Content starts

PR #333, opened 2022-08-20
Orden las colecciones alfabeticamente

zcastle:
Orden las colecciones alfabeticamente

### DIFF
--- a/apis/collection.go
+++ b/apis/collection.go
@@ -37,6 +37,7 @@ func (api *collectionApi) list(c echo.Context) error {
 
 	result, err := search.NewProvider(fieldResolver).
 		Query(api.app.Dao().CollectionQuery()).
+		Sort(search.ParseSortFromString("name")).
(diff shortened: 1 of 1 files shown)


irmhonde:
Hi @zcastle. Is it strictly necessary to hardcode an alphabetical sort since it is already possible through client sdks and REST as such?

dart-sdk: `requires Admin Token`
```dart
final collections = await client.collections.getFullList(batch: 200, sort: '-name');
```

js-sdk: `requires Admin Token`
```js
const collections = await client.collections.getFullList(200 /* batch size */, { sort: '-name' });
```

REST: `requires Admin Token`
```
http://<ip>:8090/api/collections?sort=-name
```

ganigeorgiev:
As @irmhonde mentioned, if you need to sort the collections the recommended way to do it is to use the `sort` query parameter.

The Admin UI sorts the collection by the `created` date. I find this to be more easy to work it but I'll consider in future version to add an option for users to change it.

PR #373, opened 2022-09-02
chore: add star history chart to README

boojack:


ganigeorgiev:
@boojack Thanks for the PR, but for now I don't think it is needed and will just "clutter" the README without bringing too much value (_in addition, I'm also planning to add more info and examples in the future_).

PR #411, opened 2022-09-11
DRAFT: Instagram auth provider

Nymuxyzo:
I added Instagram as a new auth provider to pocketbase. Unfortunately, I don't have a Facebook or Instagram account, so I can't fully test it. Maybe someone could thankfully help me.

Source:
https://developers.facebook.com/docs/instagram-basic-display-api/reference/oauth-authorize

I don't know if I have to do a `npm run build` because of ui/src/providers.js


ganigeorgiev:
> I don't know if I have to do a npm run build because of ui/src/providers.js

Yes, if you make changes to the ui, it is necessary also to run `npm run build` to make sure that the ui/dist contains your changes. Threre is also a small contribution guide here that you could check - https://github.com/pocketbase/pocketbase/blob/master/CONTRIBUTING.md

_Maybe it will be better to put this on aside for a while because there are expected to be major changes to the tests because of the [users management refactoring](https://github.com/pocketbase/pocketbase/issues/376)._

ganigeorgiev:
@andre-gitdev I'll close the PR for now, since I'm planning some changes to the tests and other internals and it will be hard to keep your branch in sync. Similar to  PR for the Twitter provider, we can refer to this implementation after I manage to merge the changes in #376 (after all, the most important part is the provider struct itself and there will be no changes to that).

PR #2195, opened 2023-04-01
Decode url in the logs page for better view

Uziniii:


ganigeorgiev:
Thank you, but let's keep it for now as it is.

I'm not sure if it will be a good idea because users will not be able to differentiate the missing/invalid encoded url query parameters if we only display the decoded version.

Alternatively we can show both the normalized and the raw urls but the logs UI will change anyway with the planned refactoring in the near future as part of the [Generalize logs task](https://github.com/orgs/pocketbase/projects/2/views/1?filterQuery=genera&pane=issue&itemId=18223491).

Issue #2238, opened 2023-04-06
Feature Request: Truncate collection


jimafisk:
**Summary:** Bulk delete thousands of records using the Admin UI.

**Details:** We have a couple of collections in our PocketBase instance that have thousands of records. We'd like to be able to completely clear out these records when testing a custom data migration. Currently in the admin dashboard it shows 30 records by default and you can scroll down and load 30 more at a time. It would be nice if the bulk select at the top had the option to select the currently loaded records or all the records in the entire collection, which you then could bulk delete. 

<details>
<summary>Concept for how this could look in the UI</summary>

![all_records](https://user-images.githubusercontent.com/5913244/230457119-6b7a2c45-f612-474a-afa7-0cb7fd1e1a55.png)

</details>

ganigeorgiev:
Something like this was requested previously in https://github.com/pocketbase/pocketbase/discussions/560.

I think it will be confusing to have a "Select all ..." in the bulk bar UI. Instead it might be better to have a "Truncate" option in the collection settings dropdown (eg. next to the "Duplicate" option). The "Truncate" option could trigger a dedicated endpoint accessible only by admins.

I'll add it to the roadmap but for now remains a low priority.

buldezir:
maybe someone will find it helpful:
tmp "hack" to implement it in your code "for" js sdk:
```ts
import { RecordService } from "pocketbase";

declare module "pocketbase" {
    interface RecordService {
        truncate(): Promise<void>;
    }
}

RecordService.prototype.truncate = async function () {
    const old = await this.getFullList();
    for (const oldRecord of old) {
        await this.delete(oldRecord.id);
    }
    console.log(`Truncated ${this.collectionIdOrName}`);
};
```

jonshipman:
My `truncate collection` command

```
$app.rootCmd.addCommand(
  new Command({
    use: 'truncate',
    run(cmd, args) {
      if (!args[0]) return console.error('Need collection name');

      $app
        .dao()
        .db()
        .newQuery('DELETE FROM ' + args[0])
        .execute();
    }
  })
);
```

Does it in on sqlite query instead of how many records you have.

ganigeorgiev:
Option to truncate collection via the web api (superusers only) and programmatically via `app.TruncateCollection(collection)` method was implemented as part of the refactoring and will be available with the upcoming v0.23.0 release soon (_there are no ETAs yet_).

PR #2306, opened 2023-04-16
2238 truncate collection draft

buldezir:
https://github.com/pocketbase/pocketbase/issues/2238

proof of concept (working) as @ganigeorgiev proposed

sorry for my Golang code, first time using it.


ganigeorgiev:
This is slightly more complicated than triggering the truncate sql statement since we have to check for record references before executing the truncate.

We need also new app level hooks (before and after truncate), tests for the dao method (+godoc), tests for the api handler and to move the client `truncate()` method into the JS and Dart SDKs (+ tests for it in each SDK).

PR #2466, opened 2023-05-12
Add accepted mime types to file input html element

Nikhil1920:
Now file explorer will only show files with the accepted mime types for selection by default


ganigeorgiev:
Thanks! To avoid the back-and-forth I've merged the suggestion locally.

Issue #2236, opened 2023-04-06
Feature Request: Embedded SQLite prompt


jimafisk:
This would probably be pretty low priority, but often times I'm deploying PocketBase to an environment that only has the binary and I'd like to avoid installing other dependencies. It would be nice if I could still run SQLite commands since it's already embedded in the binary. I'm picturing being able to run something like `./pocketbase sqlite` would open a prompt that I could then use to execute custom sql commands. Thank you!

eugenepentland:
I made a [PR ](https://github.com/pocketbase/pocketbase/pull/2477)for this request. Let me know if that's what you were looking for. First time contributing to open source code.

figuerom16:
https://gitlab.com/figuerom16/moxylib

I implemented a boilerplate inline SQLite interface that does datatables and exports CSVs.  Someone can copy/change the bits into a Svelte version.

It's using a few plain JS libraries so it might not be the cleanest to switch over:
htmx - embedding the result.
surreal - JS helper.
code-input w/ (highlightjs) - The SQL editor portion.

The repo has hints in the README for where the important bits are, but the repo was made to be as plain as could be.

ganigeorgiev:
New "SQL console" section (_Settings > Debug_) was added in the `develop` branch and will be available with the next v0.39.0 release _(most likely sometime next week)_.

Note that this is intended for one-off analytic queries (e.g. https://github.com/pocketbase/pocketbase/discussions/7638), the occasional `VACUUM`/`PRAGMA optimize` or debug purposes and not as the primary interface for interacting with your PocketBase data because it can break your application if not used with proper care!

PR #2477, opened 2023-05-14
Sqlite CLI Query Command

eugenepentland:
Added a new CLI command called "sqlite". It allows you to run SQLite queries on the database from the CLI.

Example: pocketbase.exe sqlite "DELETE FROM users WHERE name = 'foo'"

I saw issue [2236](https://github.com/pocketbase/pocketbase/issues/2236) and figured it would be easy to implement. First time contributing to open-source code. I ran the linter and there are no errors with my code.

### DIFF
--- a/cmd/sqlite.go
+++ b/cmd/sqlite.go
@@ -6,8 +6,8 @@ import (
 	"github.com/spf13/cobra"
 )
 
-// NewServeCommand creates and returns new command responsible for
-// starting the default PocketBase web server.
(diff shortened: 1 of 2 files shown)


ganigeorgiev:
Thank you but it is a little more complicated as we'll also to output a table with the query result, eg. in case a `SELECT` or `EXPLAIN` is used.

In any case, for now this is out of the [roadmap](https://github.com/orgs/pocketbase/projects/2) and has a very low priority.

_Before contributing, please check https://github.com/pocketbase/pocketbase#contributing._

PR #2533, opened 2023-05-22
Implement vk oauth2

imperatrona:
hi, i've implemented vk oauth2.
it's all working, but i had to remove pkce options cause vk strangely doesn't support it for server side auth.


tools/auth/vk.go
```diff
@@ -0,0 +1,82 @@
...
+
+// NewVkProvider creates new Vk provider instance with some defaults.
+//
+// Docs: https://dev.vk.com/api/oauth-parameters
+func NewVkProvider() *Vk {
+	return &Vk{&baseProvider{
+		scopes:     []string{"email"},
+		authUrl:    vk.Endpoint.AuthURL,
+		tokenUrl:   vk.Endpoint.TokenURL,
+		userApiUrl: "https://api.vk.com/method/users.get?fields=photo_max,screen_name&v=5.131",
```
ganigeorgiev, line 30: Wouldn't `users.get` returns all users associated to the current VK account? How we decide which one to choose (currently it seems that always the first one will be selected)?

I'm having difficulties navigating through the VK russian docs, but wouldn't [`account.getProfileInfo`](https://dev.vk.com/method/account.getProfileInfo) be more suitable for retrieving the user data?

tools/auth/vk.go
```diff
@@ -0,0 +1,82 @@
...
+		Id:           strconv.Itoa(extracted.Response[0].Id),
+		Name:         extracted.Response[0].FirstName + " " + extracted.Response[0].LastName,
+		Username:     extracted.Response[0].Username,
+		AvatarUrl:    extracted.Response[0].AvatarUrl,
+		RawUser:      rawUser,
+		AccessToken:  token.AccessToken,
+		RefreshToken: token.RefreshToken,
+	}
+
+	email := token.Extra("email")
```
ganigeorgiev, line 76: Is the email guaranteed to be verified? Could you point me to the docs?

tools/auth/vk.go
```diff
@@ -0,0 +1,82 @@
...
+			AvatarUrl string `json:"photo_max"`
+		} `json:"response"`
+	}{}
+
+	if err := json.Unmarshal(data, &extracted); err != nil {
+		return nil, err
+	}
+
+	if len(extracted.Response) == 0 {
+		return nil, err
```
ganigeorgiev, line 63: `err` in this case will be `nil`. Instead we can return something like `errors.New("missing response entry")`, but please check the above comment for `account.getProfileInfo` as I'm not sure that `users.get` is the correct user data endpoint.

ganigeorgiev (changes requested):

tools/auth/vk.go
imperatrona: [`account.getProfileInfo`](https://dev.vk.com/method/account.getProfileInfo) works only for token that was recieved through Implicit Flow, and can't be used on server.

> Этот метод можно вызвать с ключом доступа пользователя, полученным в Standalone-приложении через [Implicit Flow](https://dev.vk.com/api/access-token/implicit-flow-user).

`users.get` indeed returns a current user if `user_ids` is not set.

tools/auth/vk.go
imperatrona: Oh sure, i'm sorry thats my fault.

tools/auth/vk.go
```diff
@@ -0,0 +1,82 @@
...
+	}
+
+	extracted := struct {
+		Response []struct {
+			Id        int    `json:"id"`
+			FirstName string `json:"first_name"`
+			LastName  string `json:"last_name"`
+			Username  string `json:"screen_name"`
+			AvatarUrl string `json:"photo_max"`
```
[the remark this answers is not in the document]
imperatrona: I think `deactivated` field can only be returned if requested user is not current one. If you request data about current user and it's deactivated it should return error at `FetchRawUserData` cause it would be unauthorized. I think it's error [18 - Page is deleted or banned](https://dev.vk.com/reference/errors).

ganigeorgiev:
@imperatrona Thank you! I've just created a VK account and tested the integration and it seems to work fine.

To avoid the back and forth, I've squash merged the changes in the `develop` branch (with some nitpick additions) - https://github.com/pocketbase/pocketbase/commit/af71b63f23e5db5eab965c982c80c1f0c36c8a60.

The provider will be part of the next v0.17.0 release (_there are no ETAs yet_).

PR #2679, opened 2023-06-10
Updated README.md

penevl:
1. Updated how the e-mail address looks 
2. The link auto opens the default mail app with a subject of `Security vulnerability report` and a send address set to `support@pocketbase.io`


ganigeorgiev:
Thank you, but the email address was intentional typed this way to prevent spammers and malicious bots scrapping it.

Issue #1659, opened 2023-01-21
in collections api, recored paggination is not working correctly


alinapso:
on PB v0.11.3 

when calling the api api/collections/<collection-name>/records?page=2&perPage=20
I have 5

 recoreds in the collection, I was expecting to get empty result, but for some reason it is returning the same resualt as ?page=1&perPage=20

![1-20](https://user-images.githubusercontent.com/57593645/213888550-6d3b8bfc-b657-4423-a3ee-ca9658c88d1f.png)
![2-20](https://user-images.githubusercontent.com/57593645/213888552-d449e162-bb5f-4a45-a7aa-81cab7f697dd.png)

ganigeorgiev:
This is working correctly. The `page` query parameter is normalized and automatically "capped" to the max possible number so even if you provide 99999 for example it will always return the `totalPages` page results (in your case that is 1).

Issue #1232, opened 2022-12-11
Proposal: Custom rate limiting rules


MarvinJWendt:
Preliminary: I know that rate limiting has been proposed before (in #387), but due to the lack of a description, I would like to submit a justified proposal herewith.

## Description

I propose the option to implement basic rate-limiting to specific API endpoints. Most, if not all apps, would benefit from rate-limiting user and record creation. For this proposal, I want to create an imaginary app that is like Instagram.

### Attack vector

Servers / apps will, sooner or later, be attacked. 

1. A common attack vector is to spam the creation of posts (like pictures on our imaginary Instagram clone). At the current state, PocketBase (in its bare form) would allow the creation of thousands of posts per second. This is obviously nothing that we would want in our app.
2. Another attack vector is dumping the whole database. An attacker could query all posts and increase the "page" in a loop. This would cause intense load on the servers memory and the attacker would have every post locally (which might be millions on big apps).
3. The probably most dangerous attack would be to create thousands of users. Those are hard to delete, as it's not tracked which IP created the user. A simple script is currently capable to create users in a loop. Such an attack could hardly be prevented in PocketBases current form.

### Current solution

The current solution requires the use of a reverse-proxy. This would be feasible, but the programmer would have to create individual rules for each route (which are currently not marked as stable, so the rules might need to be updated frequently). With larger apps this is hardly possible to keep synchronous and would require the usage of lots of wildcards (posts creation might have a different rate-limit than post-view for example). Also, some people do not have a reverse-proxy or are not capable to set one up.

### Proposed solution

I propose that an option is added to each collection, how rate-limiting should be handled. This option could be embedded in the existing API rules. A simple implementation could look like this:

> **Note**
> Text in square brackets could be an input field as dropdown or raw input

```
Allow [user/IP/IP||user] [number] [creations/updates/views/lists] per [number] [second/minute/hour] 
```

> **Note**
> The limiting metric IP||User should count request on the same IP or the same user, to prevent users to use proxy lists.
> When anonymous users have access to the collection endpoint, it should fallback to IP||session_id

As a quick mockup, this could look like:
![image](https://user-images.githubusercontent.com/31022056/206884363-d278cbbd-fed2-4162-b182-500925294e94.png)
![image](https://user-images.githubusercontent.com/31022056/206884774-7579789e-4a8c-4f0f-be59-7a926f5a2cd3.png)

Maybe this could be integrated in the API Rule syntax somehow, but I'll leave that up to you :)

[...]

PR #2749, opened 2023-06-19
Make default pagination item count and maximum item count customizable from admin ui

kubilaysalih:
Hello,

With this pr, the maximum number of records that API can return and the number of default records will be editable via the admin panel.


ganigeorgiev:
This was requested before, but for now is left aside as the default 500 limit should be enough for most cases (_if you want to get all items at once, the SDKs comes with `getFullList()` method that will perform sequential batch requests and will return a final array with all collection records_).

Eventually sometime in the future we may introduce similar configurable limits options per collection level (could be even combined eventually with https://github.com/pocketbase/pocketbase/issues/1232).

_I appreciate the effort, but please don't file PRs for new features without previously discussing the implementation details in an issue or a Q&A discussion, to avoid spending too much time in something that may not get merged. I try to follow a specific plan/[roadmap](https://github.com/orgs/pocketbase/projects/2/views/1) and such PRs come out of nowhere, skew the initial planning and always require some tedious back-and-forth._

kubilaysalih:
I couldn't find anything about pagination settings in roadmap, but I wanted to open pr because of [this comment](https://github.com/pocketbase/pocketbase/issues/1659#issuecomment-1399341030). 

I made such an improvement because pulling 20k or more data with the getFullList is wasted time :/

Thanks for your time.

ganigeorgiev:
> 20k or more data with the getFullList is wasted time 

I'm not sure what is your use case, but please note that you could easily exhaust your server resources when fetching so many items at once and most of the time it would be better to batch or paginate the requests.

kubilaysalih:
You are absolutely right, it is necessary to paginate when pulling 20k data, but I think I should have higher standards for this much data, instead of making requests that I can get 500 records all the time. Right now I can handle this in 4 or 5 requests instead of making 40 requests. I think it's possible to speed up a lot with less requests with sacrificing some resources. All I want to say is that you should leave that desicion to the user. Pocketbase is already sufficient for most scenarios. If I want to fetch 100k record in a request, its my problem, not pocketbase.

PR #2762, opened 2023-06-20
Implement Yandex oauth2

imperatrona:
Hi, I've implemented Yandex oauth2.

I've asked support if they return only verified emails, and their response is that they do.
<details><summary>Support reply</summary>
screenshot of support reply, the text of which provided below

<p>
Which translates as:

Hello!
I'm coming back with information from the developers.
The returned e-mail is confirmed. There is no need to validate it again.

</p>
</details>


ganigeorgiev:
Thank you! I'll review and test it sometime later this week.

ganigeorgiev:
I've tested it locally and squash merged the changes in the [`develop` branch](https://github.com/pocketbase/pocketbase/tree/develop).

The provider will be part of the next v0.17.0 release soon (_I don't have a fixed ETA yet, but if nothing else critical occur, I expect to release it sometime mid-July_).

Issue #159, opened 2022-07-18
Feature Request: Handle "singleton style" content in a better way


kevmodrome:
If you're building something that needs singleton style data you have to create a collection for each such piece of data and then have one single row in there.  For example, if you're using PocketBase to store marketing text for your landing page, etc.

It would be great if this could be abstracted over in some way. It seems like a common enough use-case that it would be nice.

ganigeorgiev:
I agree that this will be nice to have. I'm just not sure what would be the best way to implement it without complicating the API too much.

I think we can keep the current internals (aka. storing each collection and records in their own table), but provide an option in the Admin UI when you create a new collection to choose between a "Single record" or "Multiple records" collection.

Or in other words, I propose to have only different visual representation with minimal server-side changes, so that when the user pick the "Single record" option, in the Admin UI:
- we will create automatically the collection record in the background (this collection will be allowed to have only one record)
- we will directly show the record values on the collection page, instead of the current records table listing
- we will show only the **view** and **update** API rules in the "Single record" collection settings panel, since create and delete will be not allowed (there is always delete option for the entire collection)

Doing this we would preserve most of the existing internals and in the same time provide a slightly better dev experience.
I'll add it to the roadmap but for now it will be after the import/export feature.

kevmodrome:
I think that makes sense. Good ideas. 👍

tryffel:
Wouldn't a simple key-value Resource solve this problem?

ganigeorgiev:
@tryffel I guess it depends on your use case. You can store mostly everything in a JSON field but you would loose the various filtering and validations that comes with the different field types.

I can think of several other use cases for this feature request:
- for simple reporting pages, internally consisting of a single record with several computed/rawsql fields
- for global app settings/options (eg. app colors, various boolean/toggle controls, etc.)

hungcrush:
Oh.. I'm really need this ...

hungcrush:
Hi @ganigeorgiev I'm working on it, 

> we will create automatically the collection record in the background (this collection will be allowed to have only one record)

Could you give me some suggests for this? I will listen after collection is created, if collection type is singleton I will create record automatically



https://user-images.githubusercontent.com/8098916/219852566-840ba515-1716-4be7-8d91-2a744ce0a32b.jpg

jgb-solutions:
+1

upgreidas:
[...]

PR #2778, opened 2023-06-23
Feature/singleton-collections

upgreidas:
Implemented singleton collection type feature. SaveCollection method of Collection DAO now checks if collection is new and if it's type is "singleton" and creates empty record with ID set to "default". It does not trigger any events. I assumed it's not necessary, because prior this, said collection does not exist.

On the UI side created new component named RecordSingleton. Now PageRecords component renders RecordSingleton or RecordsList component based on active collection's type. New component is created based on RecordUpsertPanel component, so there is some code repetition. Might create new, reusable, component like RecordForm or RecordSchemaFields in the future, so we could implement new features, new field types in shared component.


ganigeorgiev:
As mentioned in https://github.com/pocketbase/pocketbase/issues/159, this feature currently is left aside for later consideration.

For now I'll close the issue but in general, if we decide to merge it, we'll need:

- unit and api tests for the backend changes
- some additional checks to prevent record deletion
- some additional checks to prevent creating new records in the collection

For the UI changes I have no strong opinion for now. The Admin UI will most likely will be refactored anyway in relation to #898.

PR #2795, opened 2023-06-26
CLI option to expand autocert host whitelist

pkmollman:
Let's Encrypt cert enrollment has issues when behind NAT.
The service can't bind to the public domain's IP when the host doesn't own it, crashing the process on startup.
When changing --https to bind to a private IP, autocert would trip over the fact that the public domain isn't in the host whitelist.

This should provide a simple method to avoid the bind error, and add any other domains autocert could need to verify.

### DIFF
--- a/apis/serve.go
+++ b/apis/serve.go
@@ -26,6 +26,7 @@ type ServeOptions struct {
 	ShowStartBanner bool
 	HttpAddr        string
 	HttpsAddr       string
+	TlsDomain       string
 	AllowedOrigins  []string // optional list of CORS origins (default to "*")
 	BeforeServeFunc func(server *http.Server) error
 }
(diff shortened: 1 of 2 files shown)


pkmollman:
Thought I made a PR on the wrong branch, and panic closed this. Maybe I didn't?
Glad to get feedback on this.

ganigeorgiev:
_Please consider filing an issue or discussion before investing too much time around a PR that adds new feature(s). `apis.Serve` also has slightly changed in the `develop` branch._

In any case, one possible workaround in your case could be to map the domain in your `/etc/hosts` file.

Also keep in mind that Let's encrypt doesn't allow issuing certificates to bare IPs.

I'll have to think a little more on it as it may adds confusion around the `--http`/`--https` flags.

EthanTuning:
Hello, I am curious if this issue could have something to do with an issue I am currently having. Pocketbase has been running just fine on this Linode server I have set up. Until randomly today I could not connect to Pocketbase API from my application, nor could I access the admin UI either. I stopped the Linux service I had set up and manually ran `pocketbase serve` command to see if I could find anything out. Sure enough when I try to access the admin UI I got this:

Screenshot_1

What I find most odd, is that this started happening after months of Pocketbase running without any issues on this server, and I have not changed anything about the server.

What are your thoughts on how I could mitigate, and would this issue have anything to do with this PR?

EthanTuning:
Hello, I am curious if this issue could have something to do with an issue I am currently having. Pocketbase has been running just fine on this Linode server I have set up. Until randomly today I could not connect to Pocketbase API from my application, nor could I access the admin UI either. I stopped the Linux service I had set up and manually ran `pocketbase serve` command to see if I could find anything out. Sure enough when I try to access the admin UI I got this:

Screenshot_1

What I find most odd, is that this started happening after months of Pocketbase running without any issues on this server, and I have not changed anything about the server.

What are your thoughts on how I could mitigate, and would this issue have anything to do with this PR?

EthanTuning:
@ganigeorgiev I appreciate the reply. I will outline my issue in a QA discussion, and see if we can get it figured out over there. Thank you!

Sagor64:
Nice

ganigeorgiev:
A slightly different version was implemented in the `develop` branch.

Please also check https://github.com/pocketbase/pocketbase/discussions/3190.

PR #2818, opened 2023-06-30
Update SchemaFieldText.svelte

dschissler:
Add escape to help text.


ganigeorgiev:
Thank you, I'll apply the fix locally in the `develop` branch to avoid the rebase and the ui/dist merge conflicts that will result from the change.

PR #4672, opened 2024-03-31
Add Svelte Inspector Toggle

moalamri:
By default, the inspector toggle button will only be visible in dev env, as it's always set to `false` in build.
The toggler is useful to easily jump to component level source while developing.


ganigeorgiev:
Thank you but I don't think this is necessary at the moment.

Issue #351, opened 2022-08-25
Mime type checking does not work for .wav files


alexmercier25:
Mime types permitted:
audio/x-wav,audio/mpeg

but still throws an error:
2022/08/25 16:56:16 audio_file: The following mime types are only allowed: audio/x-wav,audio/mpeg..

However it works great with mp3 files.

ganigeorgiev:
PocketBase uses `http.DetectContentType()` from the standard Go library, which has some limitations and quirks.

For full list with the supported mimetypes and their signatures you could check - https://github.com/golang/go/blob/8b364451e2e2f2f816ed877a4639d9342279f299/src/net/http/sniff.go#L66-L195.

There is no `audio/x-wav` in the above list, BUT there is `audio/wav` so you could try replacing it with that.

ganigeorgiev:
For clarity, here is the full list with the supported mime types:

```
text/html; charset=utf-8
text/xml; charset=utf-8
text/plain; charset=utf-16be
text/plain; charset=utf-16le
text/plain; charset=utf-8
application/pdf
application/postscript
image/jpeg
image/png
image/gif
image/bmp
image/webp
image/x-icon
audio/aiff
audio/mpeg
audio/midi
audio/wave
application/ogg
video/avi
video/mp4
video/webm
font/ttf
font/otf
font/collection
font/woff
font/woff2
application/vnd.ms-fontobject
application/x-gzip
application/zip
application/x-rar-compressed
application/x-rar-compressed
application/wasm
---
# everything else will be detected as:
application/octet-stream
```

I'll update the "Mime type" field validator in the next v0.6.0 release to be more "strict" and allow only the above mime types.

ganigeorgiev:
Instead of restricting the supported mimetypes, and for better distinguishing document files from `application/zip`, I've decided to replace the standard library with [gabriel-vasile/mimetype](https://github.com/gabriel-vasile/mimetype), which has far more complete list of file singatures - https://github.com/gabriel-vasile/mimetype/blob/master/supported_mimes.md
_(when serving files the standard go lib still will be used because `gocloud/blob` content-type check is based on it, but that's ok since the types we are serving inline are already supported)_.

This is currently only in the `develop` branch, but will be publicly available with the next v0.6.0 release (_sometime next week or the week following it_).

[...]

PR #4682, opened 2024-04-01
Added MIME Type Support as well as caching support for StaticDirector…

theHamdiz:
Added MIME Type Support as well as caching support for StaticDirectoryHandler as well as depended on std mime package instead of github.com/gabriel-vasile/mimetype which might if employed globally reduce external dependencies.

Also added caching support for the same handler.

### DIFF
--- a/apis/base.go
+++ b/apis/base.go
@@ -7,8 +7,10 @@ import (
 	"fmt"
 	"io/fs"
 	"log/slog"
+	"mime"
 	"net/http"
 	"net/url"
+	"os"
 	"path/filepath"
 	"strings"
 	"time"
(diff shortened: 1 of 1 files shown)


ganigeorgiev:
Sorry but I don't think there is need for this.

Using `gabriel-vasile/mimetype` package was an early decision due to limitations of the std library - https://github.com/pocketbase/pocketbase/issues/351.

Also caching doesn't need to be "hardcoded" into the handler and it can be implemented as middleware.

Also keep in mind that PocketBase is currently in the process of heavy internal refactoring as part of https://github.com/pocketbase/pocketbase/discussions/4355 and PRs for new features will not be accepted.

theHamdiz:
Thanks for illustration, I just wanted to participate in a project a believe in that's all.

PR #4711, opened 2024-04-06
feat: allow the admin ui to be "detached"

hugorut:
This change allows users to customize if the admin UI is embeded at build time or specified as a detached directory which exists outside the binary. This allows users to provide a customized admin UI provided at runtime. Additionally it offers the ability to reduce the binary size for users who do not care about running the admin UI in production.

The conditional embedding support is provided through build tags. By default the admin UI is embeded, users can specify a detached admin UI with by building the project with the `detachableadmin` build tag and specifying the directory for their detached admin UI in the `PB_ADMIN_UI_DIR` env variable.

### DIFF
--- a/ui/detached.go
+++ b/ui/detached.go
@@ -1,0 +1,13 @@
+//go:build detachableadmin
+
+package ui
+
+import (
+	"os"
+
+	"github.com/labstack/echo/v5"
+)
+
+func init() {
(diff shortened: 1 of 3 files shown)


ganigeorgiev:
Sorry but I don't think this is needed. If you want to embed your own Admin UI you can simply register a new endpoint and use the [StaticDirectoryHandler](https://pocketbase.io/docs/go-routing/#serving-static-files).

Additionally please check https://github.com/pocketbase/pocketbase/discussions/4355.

Content ends

Identify every line above that includes the word "basic", and show those lines.

https://developers.facebook.com/docs/instagram-basic-display-api/reference/oauth-authorize
I propose the option to implement basic rate-limiting to specific API endpoints. Most, if not all apps, would benefit from rate-limiting user and record creation. For this proposal, I want to create an imaginary app that is like Instagram.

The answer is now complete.